Truly Haunted Houses Across America


Let’s face it; some of us get a kick out of being creeped out this time of year. Perhaps it’s the pumpkins we enjoy carving with their ghoulish faces etched into contorted features. Or, maybe it’s our lawns with cobwebs, tombstones and orange lights. But perhaps the best thing about Halloween for some, is seeking out haunted places – or at least reading about them. Personally, I’m not into walking through haunted houses for fear of my leg or arm being grabbed or hearing creepy sounds – even if they are made by a real, live person. But, I do enjoy the occasional spooky read about haunted places around the world. For those of you that enjoy being spooked during Halloween, here are a few places across America that you may want to check out.

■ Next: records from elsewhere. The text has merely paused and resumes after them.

PR #579, opened 2022-03-23
feat: simpler quitting flow

LPLafontaineB:
### Description (*)

This PR implements the same feature as #537 did, but without checking scene names in code. To do this, the SettingsPanelCanvas is removed from the DDOL scene, and added to every scene. An enum field in QuitPanel decides if we want to return to the menu, or quit the application, so each scene can specify the expected behavior. In this case, in every scene except the MainMenu, we return to the menu when using the quit button, and in the MainMenu scene, we quit the application.
### Issue Number(s) (*)

Fixes issue(s): [MTT-2919](https://jira.unity3d.com/browse/MTT-2919)
### Manual testing scenarios

1. Launch the game and use the quit button in the different scenes
2. See that it brings you back to the main menu in all scenes except the MainMenu scene, where it quits the application
### Contribution checklist


Assets/BossRoom/Scripts/Client/UI/UIQuitPanel.cs
```diff
@@ -1,41 +1,48 @@
...
             m_ApplicationController = applicationController;
         }
 
-        void OnEnable()
+        void Awake()
         {
-            m_QuitMode = NetworkManager.Singleton == null || !NetworkManager.Singleton.IsListening;
-            m_QuitButtonText.text = m_QuitMode ? "Exit Game?" : "Leave session?";
+            var scope = DIScope.RootScope;
+            scope.InjectIn(gameObject);
```
pdeschain, line 31: I would much rather see this injection in ApplicationController - this way we are spreading initialization around. How do you know for sure that DIScope.RootScope is fully constructed at the point of Awake? Can't have that guarantee unless you have it in one spot.

pdeschain (changes requested):

Assets/BossRoom/Scripts/Client/UI/UIQuitPanel.cs
LPLafontaineB: Makes sense. I'm not sure how to go about doing it though, since this is now moved to different scenes. It used to be done through ApplicationController's `m_GameObjectsThatWillBeInjectedAutomatically`. What would be the best way to do this without `m_GameObjectsThatWillBeInjectedAutomatically`?

pdeschain: If we know for a fact that DIScope.RootScope is loaded and set up in a different scene - then we're good I guess.

pdeschain (approved):

Assets/BossRoom/Scripts/Client/UI/UIQuitPanel.cs
LPLafontaineB: In that case, yes RootScope is set up before that because it is done in ApplicationController's Awake, and UIQuitPanel's Awake is called when its game object gets activated (which is when we first click on the Quit button, or when loading the MainMenu scene if we don't deactivate the Panel in the prefab. However, if we set the panel active in the prefab, and add the prefab to the Startup scene, there may be a possibility that this Awake is called before ApplicationController's. Should I move this to Start just to be sure?

Assets/BossRoom/Prefabs/UI/SettingsPanelCanvas.prefab
```diff
@@ -2571,136 +2665,168 @@ PrefabInstance:
...
+    - target: {fileID: 7721113380319664588, guid: addf3685293c35d48a673397c748f116,
+        type: 3}
       propertyPath: m_OnClick.m_PersistentCalls.m_Calls.Array.data[0].m_MethodName
       value: SetQualitySettings
       objectReference: {fileID: 0}
-    - target: {fileID: 7721113380319664588, guid: addf3685293c35d48a673397c748f116, type: 3}
+    - target: {fileID: 7721113380319664588, guid: addf3685293c35d48a673397c748f116,
+        type: 3}
       propertyPath: m_OnClick.m_PersistentCalls.m_Calls.Array.data[0].m_TargetAssemblyTypeName
       value: QualityButton, Assembly-CSharp
```
fernando-cortez, line 2706: I believe the text component here got dereferenced. There's a null ref when you try to change quality settings.

fernando-cortez (changes requested):

fernando-cortez (dismissed):

SamuelBellomo (approved):
good to go once we've solved the other conversation

fernando-cortez (dismissed):

Assets/BossRoom/Scripts/Client/UI/UIQuitPanel.cs
pdeschain: Start is safer in this case, sure!

pdeschain: My thought process regarding overall maintainability of the codebase is that as much as possible should be explicit and in code (it's version-controlled, it's readable by humans). `Awake` and `Start` functions are called for us by Unity (thus allowing us to have arbitrary entry points to our logic), but we do have both ApplicationController and various state controllers - these are the "designated entry points". Designated entry point versus non-designated entry point boils down to difference in cognitive complexity - if everything in the app follows the convention of being set up in app/state controllers, then we can rely on that fact. Breaking this assumption would bring us back to a point where we have multiple places where logic starts. << that's me being a bit of a zealot

I understand that Start would work in this case (and it probably would even be safe), however you're relying on a side-effect that for some reason we chose to do initialization in Awake, not Start. To be specific -I don't think that this assumption will be broken, I think that your approach would work.

LPLafontaineB: Updated this PR based on the discussion we had. Updated the PR description as well to reflect this change

Assets/BossRoom/Scripts/Shared/Game/State/GameStateBehaviour.cs
```diff
@@ -53,6 +55,22 @@ public virtual bool Persists
...
+
+        protected virtual void Awake()
+        {
+            InitializeScope();
+            m_Scope.FinalizeScopeConstruction();
+            foreach (var autoInjectedGameObject in m_GameObjectsThatWillBeInjectedAutomatically)
+            {
+                m_Scope.InjectIn(autoInjectedGameObject);
+            }
+            DIScope.RootScope.InjectIn(this);
```
pdeschain, line 71: That's redundant - scopes work as a tree, if the child doesn't have something - it looks in a parent scope.

Assets/BossRoom/Scripts/Shared/Game/State/GameStateBehaviour.cs
```diff
@@ -87,8 +105,14 @@ protected virtual void Start()
             }
         }
 
+        protected virtual void InitializeScope()
+        {
+            m_Scope = new DIScope(DIScope.RootScope);
```
pdeschain, line 110: I would move this line to line 65, before we call this method - this will be where people need to actually bind the dependencies. Otherwise someone might forget to create the m_Scope ?

Assets/BossRoom/Scripts/Shared/Game/State/GameStateBehaviour.cs
pdeschain, line 71: I think that this line should be the first one in the method, no? Because the InitializeScope could be referring to wahtever dependencies that are in the child class while it's running InitializeScope function

Assets/BossRoom/Scripts/Shared/Game/State/GameStateBehaviour.cs
```diff
@@ -53,6 +55,22 @@ public virtual bool Persists
         /// </summary>
         private static GameObject s_ActiveStateGO;
 
+        protected DIScope m_Scope;
```
pdeschain, line 58: we probably should make this public {get; protected set} parameter - Fernando will need access to this reference for test runner stuff

Assets/BossRoom/Scripts/Shared/Game/State/GameStateBehaviour.cs
LPLafontaineB: I expect that in this case we would get errors when running if we don't properly override this while calling base.InitializeScope. But it could be moved to Awake instead and make this method empty for the parent class. That would be one less thing for users to worry about when creating new states. We would still need to make sure that base.awake and base.start are called, but that would be it.

Assets/BossRoom/Scripts/Shared/Game/State/GameStateBehaviour.cs
LPLafontaineB: made the set private since at the moment it is only set here in Awake. We can still change that later if we find that a child class needs to set it itself

pdeschain (approved):
👍

fernando-cortez (approved):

Winchester House, San Jose, California

Its Victorian era peaks seem to stretch to eternity and its large, dark windows gape at passersby. But this haunted house, filled with hallways that end abruptly and walled off rooms, still manages to beckon visitors around Halloween each year.

The year was 1884 when Sarah Winchester, heiress to the Winchester rifle fortune, began construction on the huge house at the recommendation of a medium that she sought after the untimely deaths of her husband and only child. The medium encouraged building the house to ward off the spirits of all the souls Winchester rifles had taken over the years. But with one caveat… building on the house must never cease, or the spirits would kill Sarah.

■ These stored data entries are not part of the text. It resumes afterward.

PR #581, opened 2022-03-25
fix: decoupling SessionManager from NetworkManager [MTT-2603]

LPLafontaineB:
### Description

This PR removes dependencies that SessionManager had on NetworkManager, by removing it as a field and replacing the callbacks it registered to with public methods called from GameNetPortal. This solves the issues of the SessionManager not handling the destruction of the NetworkManager and the creation of a new one. In such a case, the SessionManager would have no idea it happened and would not unregister its callbacks and register them again on the new NetworkManager instance.

This PR also simplifies the handling of clearing data from disconnected players and reinitializing the rest when dealing with successive game sessions. We now simply do it when a session ends. Furthermore, a new field tells the SessionManager if a session is currently started, so that when a client disconnects it can decide if it needs to keep their data or not.

### Issue Number(s)

[MTT-2603](https://jira.unity3d.com/browse/MTT-2603)

### Contribution checklist


fernando-cortez (approved):

Packages/com.unity.multiplayer.samples.coop/Utilities/Net/SessionManager.cs
```diff
@@ -232,36 +207,31 @@ public void OnSessionStarted()
         public void OnSessionEnded()
```
SamuelBellomo, line 207: OnSessionEnded is called in the OnNetworkSpawn for the post game state. What happens if we ever get a disconnect host side (I would guess some day we'll get that disconnect from relay if we lose our connection). Host would in theory brought back to main menu, and would skip the post game state. Which means the session would never get "ended" correct?

SamuelBellomo: and that point, why not have the session live inside the main scene as a gameobject? (it can still be accessible statically, but as soon as you start the session, sessionManager could spawn itself in the scene to follow the scene's lifecycle

LPLafontaineB: You're right, I did not think of that possibility.

I thought about your suggestions, and I think that the cleanest solution would be to simply make sure that Clear is called when the server ends (whether by requested disconnect or if disconnected by relay) and that this sets m_HasSessionStarted to false.

I still think it's better to not confine SessionManager to a gameobject so that it can have a lifetime longer than a scene. We need this to allow us to save player session data while they are connecting, and this makes it easier to reuse for projects where a session could last more than a single main scene.

Assets/BossRoom/Scripts/Shared/Net/ConnectionManagement/ServerGameNetPortal.cs
```diff
@@ -112,6 +113,7 @@ void OnClientDisconnect(ulong clientId)
                     {
                         m_LobbyServiceFacade.RemovePlayerFromLobbyAsync(playerId, m_LobbyServiceFacade.CurrentUnityLobby.Id, null, null);
                     }
+                    SessionManager<SessionPlayerData>.Instance.DisconnectClient(clientId);
```
pdeschain, line 116: In all those instances where we're using singleton access pattern to get the SessionManager I'm thinking about using DI for this (even with keeping sessionmanager a singleton on it's own - just binding the .Instance in DI scope would do the trick). Not 100% on this, would appreciate your thoughts.

fernando-cortez (commented):
Can approve once other conversations are resolved 👍.

SamuelBellomo (approved):

pdeschain (approved):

For years Sara had her builders work onto the house and construct the maze-like residence full of twisting and turning hallways, dead-ends, secret panels, a window built into a floor, staircases leading to nowhere, doors that open to walls, upside-down columns, and rooms built, then intentionally closed off  — all to ward off and confuse evil spirits. The construction continued until Sarah’s death in 1922 but the spookiness of the house remains today as a tourist attraction.

Lizzie Borden House, Fall River, MA

To say someone must have been mad in the Borden house is an understatement. On August 4, 1892 Andrew and Abby Borden were found hacked to death with an ax. The suspect? Andrew’s own daughter, Lizzie, who is said to have misgivings about her new stepmother, Abby, because she thought that her father was bequeathing his assets to her step-mother’s side of the family. Surprisingly, Lizzie was found “not guilty” by a jury, but the old Borden house still screams for justice for the slain couple in Fall River, Massachusetts.

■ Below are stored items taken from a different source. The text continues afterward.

PR #583, opened 2022-03-25
fix: dead player not dead when reconnecting [MTT-2965]

LPLafontaineB:
### Description

With this PR, NetworkCharacterState now sets its LifeState to fainted when reconnecting a fainted player character.
### Issue Number(s)

[MTT-2965](https://jira.unity3d.com/browse/MTT-2965)
### Contribution checklist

Franklin Castle, Cleveland, OH

It’s got all the makings of a truly haunted house – a tower, balconies, old weathered stone, wrought iron fences and even gargoyles that loom hauntingly over the four-story structure, but this Gothic mansion has the spooks to go with its looks.

Belonging originally to Hannes Tiedemann, the house is said to contain ghosts of past occupants who met untimely deaths – including three infants whose skeletons were found in the house and Hannes’s own daughter who died at the hands of her father. Add to that the echoes of screaming babies and the hushed talks of Nazis, and this structure makes for a truly haunted house to explore!

 The White House, Washington DC

If you’ve ever wanted to meet any of our past presidents, perhaps a White House tour is all you need. Many past presidents and heads of state have either seen Abraham Lincoln or felt his presence in the White House. In fact, British Prime Minister Winston Churchill and Queen Wilhelmina of the Netherlands thought what they saw was so real that they fainted at the sight.

Rumor has it that workers have seen an angry Dolley Madison when they tried to dig up her rose garden. Plus, some have said that they’ve heard 7th President Andrew Jackson chuckling in the Rose Bedroom.  Third president Thomas Jefferson plays his violin in the Yellow Oval Room, and others say they’ve seen British soldiers walking the hallways.

 Got a favorite haunted house you’d like to share with us? Tell us about it by commenting below.

And remember this Halloween day, when traveling through neighborhoods in search of candy and spooks to do so safely. Wear something light to help be seen at night, tell family or friends where you’ll be and when you’ll return, and always keep your wits about you. Boo!